◆ AIM OF THE TASK ◆
From the records below, please return each line that holds the word "GetCredentialsResponse".

------------------------------------------------

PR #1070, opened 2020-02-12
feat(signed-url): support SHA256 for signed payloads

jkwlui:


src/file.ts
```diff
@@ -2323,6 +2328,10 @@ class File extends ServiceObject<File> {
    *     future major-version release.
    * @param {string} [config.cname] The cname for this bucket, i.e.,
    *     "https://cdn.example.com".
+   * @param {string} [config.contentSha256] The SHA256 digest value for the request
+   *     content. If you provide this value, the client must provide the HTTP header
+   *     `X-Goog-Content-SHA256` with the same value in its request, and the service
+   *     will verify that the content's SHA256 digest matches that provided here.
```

------------------------------------------------

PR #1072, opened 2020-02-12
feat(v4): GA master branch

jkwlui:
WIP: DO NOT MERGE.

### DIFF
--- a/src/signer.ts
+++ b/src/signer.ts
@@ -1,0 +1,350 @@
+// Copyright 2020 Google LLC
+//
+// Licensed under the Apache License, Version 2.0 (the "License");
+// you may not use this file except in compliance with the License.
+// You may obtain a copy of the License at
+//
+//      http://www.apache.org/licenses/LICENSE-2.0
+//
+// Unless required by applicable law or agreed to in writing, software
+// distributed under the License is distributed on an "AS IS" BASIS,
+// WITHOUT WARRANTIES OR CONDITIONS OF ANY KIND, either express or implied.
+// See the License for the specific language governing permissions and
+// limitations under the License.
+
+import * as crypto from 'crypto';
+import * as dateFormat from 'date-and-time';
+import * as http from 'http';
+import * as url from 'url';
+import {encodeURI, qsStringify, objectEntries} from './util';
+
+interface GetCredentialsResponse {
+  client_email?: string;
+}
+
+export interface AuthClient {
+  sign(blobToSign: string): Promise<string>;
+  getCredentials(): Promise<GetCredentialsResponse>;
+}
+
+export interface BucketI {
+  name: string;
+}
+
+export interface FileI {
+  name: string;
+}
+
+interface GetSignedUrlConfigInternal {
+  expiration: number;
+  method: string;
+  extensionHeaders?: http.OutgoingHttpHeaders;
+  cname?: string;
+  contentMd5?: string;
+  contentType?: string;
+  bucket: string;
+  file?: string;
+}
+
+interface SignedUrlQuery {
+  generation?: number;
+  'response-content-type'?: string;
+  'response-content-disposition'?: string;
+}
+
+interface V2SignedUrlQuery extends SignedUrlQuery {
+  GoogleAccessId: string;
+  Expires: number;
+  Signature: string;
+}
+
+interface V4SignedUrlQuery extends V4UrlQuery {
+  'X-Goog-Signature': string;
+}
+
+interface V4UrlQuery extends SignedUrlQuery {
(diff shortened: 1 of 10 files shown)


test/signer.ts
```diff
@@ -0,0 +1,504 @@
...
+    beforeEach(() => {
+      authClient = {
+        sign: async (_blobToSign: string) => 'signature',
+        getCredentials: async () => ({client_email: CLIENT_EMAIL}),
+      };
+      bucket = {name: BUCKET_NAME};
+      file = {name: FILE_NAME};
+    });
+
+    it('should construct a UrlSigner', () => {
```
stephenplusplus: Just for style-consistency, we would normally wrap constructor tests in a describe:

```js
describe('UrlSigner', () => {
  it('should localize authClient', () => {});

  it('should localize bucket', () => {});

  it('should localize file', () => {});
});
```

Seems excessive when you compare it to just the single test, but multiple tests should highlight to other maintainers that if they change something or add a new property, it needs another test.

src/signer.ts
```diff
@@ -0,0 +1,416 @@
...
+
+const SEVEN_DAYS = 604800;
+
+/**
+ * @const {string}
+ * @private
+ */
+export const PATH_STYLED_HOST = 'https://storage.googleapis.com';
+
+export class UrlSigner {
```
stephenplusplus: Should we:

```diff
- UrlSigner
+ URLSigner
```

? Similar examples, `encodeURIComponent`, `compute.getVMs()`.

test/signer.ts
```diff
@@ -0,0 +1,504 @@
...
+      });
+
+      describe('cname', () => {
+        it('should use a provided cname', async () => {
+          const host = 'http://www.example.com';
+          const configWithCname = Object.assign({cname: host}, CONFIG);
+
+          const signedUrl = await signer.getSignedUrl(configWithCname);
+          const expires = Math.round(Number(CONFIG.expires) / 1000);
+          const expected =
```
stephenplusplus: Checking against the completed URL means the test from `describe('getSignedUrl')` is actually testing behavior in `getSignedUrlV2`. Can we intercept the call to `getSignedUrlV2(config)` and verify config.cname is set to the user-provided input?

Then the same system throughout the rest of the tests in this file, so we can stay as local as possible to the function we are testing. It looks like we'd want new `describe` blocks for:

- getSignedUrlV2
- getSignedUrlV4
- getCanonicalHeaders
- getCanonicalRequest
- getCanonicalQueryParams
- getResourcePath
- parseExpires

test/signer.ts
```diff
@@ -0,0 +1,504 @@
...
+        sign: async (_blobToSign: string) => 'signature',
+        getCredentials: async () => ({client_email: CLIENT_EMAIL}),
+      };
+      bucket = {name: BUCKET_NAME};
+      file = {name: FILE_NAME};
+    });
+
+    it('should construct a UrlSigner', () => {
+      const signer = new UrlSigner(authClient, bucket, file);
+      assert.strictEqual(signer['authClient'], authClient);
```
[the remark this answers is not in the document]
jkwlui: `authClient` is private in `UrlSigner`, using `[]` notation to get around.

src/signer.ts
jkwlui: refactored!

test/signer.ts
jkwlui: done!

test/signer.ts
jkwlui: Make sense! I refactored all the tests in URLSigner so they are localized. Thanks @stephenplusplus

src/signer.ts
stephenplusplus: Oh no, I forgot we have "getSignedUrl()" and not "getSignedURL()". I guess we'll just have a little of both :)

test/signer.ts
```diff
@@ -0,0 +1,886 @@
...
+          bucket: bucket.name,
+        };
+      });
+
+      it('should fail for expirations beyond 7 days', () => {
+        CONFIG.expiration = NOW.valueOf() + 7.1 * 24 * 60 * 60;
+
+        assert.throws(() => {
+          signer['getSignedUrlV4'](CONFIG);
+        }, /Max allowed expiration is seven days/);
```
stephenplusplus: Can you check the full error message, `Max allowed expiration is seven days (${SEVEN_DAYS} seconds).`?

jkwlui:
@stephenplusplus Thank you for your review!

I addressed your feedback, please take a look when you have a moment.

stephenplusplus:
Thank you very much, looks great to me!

------------------------------------------------

◆ EXPECTED ANSWER ◆
+interface GetCredentialsResponse {
+  getCredentials(): Promise<GetCredentialsResponse>;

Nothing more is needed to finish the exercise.